Saved data entries:

========================================

PR #4323, opened 2021-01-21
Add SDG stats page to admin section

Senen:
## Objectives

Add new page to admin stats to show each goal stats:

* Number of proposals
* Number of polls
* Number of debates
* Investment projects:
  * Number of submitted projects
  * Number of winner projects

## Visual Changes

**Desktop version**
Captura de pantalla 2021-01-21 a las 16 16 50
Captura de pantalla 2021-01-21 a las 16 17 01

**Mobile version**
Captura de pantalla 2021-01-21 a las 16 21 26

### DIFF
--- a/app/components/admin/stats/sdg_component.html.erb
+++ b/app/components/admin/stats/sdg_component.html.erb
@@ -1,0 +1,5 @@
+<%= back_link_to %>
+
+<%= header %>
+
+<%= render Admin::Stats::SDG::GoalComponent.with_collection(goals) %>
--- a/app/controllers/admin/stats_controller.rb
+++ b/app/controllers/admin/stats_controller.rb
@@ -90,6 +90,10 @@ class Admin::StatsController < Admin::BaseController
     @participants = ::Poll::Voter.where(poll: @polls)
   end
 
+  def sdg
+    @goals = SDG::Goal.order(:code)
+  end
+
   private
 
     def voters_in_heading(heading)
--- a/spec/system/admin/stats_spec.rb
+++ b/spec/system/admin/stats_spec.rb
@@ -395,4 +395,29 @@ describe "Stats", :admin do
       end
     end
   end
+
+  context "SDG", :js do
+    scenario "Shows SDG stats link when SDG feature is enabled" do
+      Setting["feature.sdg"] = true
+
+      visit admin_stats_path
+
+      expect(page).to have_link "SDG", href: sdg_admin_stats_path
+    end
+
+    scenario "Does not show SDG stats link when SDG feature is disbled" do
+      Setting["feature.sdg"] = false
+
+      visit admin_stats_path
+
+      expect(page).not_to have_link "SDG"
+    end
+
+    scenario "Renders all goals stats" do
+      visit sdg_admin_stats_path
+
+      expect(page).to have_css "h3", count: SDG::Goal.count
+      expect(page).to have_css ".sdg-goal-stats", count: SDG::Goal.count
+    end
+  end
 end
--- a/app/components/admin/stats/sdg/goal_component.html.erb
+++ b/app/components/admin/stats/sdg/goal_component.html.erb
@@ -1,0 +1,14 @@
+<div class="sdg-goal-stats">
+
+  <h3><%= goal.code_and_title %></h3>
+
+  <div class="stats-numbers">
+    <% stats.each do |text, amount, options = {}| %>
+      <div class="small-12 medium-4 column">
+        <%= tag.p(options) do %>
+          <%= text %> <br><span class="number"><%= amount %></span>
+        <% end %>
+      </div>
+    <% end %>
+  </div>
+</div>
--- a/app/components/admin/stats/sdg/goal_component.rb
+++ b/app/components/admin/stats/sdg/goal_component.rb
@@ -1,0 +1,30 @@
+class Admin::Stats::SDG::GoalComponent < ApplicationComponent
+  with_collection_parameter :goal
+
+  attr_reader :goal
+
+  def initialize(goal:)
+    @goal = goal
+  end
+
+  private
+
+    def stats
+      [
+        [t("admin.stats.sdg.polls"), goal.polls.count],
+        [t("admin.stats.sdg.proposals"), goal.proposals.count],
+        [t("admin.stats.sdg.debates"), goal.debates.count],
+        [t("admin.stats.sdg.budget_investments.sent"), goal.budget_investments.count],
+        [t("admin.stats.sdg.budget_investments.winners"), goal.budget_investments.winners.count, featured],
+        [t("admin.stats.sdg.budget_investments.amount"), amount, featured]
+      ]
+    end
+
+    def amount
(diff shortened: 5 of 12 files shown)


app/components/shared/sdg/goal_stats_component.html.erb
```diff
@@ -0,0 +1,43 @@
...
+
+    <div class="small-12 medium-4 column">
+      <p>
+        <%= t("sdg.stats.proposals") %> <br><span class="number"><%= goal.proposals.count %></span>
+      </p>
+    </div>
+
+    <div class="small-12 medium-4 column">
+      <p>
+        <%= t("sdg.stats.debates") %> <br><span class="number"><%= goal.debates.count %></span>
```
Senen, line 21: Here, I wanted to use the next format:
```
<%= t("sdg.stats.debates") %> <br>
<span class="number"><%= goal.debates.count %></span>
```
the same we are using at `admin/stats/show.html.erb`, but the [test](https://github.com/consul/consul/pull/4323/files#diff-945a664114cd9aafbbb3111efcc100260c21aca2ae6ee85c861ffc4e106fad14R16) failed because the `page.text` has the text `Proposals         \n3` so the following expectations fails:

```
expect(page).to have_text "Proposals 3"
```
@javierm, @taitus do you know what I am missing here? Maybe this is something related to the type of the spec, which is `:component`.

javierm: The `system/admi/stats_spec.rb` tests are passing because they've got JavaScript disabled. It looks like component specs follow similar rules as JavaScript tests :thinking:.

So, yeah, probably the test should expect the test to have the "\n" :thinking:.

app/components/admin/stats/sdg_component.html.erb
```diff
@@ -0,0 +1,5 @@
+<%= back_link_to %>
+
+<%= header %>
+
+<%= render Shared::SDG::GoalStatsComponent.with_collection(goals) %>
```
javierm, line 5: Why `Shared::` instead of `Admin::` :thinking:? How about `Admin::Stats::GoalComponent` or `Admin::Stats::SDG::GoalComponent`?

app/components/shared/sdg/goal_stats_component.rb
```diff
@@ -0,0 +1,15 @@
...
+
+  attr_reader :goal
+
+  def initialize(goal:)
+    @goal = goal
+  end
+
+  private
+
+    def approved_budget
```
javierm, line 12: When I read this name I thought it would return something like `Budget.approved.first`. How about naming it `approved_amount`?

app/components/shared/sdg/goal_stats_component.html.erb
```diff
@@ -0,0 +1,43 @@
+<div class="sdg-goal-stats">
+
+  <h3><%= goal.code_and_title %></h3>
+
+  <div class="stats-numbers">
+
+    <div class="small-12 medium-4 column">
```
javierm, line 7: Maybe we could remove some duplication :thinking:. Here's one option:

```erb
  <div class="stats-numbers">
    <% stats.each do |text, amount, options = {}| %>
      <div class="small-12 medium-4 column">
        <%= tag.p(options) do %>
          <%= text %> <br><span class="number"><%= amount %></span>
        <% end %>
      </div>
    <% end %>
```

And then, in the component:

```ruby
  def stats
    [
      [t("sdg.stats.polls"), goal.polls.count],
      # ...
      [t("sdg.stats.budget_investments.sent"), goal.budget_investments.count, class: "sent"]
      # ...
    ]
  end
```

app/controllers/admin/stats_controller.rb
```diff
@@ -90,6 +90,10 @@ def polls
     @participants = ::Poll::Voter.where(poll: @polls)
   end
 
+  def sdg
+    @goals = SDG::Goal.all.order(:code)
```
javierm, line 94:
```suggestion
    @goals = SDG::Goal.order(:code)
```

spec/system/admin/stats_spec.rb
```diff
@@ -395,4 +395,24 @@
       end
     end
   end
+
+  context "SDG" do
```
javierm, line 399:
```suggestion
  context "SDG", :js do
```

spec/system/admin/stats_spec.rb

========================================

▸ **TASK TO COMPLETE**:
All the data above should be set down a second time, exactly.

▸ **SOLUTION FOR THIS TASK**:
PR #4323, opened 2021-01-21
Add SDG stats page to admin section

Senen:
## Objectives

Add new page to admin stats to show each goal stats:

* Number of proposals
* Number of polls
* Number of debates
* Investment projects:
  * Number of submitted projects
  * Number of winner projects

## Visual Changes

**Desktop version**
Captura de pantalla 2021-01-21 a las 16 16 50
Captura de pantalla 2021-01-21 a las 16 17 01

**Mobile version**
Captura de pantalla 2021-01-21 a las 16 21 26

### DIFF
--- a/app/components/admin/stats/sdg_component.html.erb
+++ b/app/components/admin/stats/sdg_component.html.erb
@@ -1,0 +1,5 @@
+<%= back_link_to %>
+
+<%= header %>
+
+<%= render Admin::Stats::SDG::GoalComponent.with_collection(goals) %>
--- a/app/controllers/admin/stats_controller.rb
+++ b/app/controllers/admin/stats_controller.rb
@@ -90,6 +90,10 @@ class Admin::StatsController < Admin::BaseController
     @participants = ::Poll::Voter.where(poll: @polls)
   end
 
+  def sdg
+    @goals = SDG::Goal.order(:code)
+  end
+
   private
 
     def voters_in_heading(heading)
--- a/spec/system/admin/stats_spec.rb
+++ b/spec/system/admin/stats_spec.rb
@@ -395,4 +395,29 @@ describe "Stats", :admin do
       end
     end
   end
+
+  context "SDG", :js do
+    scenario "Shows SDG stats link when SDG feature is enabled" do
+      Setting["feature.sdg"] = true
+
+      visit admin_stats_path
+
+      expect(page).to have_link "SDG", href: sdg_admin_stats_path
+    end
+
+    scenario "Does not show SDG stats link when SDG feature is disbled" do
+      Setting["feature.sdg"] = false
+
+      visit admin_stats_path
+
+      expect(page).not_to have_link "SDG"
+    end
+
+    scenario "Renders all goals stats" do
+      visit sdg_admin_stats_path
+
+      expect(page).to have_css "h3", count: SDG::Goal.count
+      expect(page).to have_css ".sdg-goal-stats", count: SDG::Goal.count
+    end
+  end
 end
--- a/app/components/admin/stats/sdg/goal_component.html.erb
+++ b/app/components/admin/stats/sdg/goal_component.html.erb
@@ -1,0 +1,14 @@
+<div class="sdg-goal-stats">
+
+  <h3><%= goal.code_and_title %></h3>
+
+  <div class="stats-numbers">
+    <% stats.each do |text, amount, options = {}| %>
+      <div class="small-12 medium-4 column">
+        <%= tag.p(options) do %>
+          <%= text %> <br><span class="number"><%= amount %></span>
+        <% end %>
+      </div>
+    <% end %>
+  </div>
+</div>
--- a/app/components/admin/stats/sdg/goal_component.rb
+++ b/app/components/admin/stats/sdg/goal_component.rb
@@ -1,0 +1,30 @@
+class Admin::Stats::SDG::GoalComponent < ApplicationComponent
+  with_collection_parameter :goal
+
+  attr_reader :goal
+
+  def initialize(goal:)
+    @goal = goal
+  end
+
+  private
+
+    def stats
+      [
+        [t("admin.stats.sdg.polls"), goal.polls.count],
+        [t("admin.stats.sdg.proposals"), goal.proposals.count],
+        [t("admin.stats.sdg.debates"), goal.debates.count],
+        [t("admin.stats.sdg.budget_investments.sent"), goal.budget_investments.count],
+        [t("admin.stats.sdg.budget_investments.winners"), goal.budget_investments.winners.count, featured],
+        [t("admin.stats.sdg.budget_investments.amount"), amount, featured]
+      ]
+    end
+
+    def amount
(diff shortened: 5 of 12 files shown)


app/components/shared/sdg/goal_stats_component.html.erb
```diff
@@ -0,0 +1,43 @@
...
+
+    <div class="small-12 medium-4 column">
+      <p>
+        <%= t("sdg.stats.proposals") %> <br><span class="number"><%= goal.proposals.count %></span>
+      </p>
+    </div>
+
+    <div class="small-12 medium-4 column">
+      <p>
+        <%= t("sdg.stats.debates") %> <br><span class="number"><%= goal.debates.count %></span>
```
Senen, line 21: Here, I wanted to use the next format:
```
<%= t("sdg.stats.debates") %> <br>
<span class="number"><%= goal.debates.count %></span>
```
the same we are using at `admin/stats/show.html.erb`, but the [test](https://github.com/consul/consul/pull/4323/files#diff-945a664114cd9aafbbb3111efcc100260c21aca2ae6ee85c861ffc4e106fad14R16) failed because the `page.text` has the text `Proposals         \n3` so the following expectations fails:

```
expect(page).to have_text "Proposals 3"
```
@javierm, @taitus do you know what I am missing here? Maybe this is something related to the type of the spec, which is `:component`.

javierm: The `system/admi/stats_spec.rb` tests are passing because they've got JavaScript disabled. It looks like component specs follow similar rules as JavaScript tests :thinking:.

So, yeah, probably the test should expect the test to have the "\n" :thinking:.

app/components/admin/stats/sdg_component.html.erb
```diff
@@ -0,0 +1,5 @@
+<%= back_link_to %>
+
+<%= header %>
+
+<%= render Shared::SDG::GoalStatsComponent.with_collection(goals) %>
```
javierm, line 5: Why `Shared::` instead of `Admin::` :thinking:? How about `Admin::Stats::GoalComponent` or `Admin::Stats::SDG::GoalComponent`?

app/components/shared/sdg/goal_stats_component.rb
```diff
@@ -0,0 +1,15 @@
...
+
+  attr_reader :goal
+
+  def initialize(goal:)
+    @goal = goal
+  end
+
+  private
+
+    def approved_budget
```
javierm, line 12: When I read this name I thought it would return something like `Budget.approved.first`. How about naming it `approved_amount`?

app/components/shared/sdg/goal_stats_component.html.erb
```diff
@@ -0,0 +1,43 @@
+<div class="sdg-goal-stats">
+
+  <h3><%= goal.code_and_title %></h3>
+
+  <div class="stats-numbers">
+
+    <div class="small-12 medium-4 column">
```
javierm, line 7: Maybe we could remove some duplication :thinking:. Here's one option:

```erb
  <div class="stats-numbers">
    <% stats.each do |text, amount, options = {}| %>
      <div class="small-12 medium-4 column">
        <%= tag.p(options) do %>
          <%= text %> <br><span class="number"><%= amount %></span>
        <% end %>
      </div>
    <% end %>
```

And then, in the component:

```ruby
  def stats
    [
      [t("sdg.stats.polls"), goal.polls.count],
      # ...
      [t("sdg.stats.budget_investments.sent"), goal.budget_investments.count, class: "sent"]
      # ...
    ]
  end
```

app/controllers/admin/stats_controller.rb
```diff
@@ -90,6 +90,10 @@ def polls
     @participants = ::Poll::Voter.where(poll: @polls)
   end
 
+  def sdg
+    @goals = SDG::Goal.all.order(:code)
```
javierm, line 94:
```suggestion
    @goals = SDG::Goal.order(:code)
```

spec/system/admin/stats_spec.rb
```diff
@@ -395,4 +395,24 @@
       end
     end
   end
+
+  context "SDG" do
```
javierm, line 399:
```suggestion
  context "SDG", :js do
```

spec/system/admin/stats_spec.rb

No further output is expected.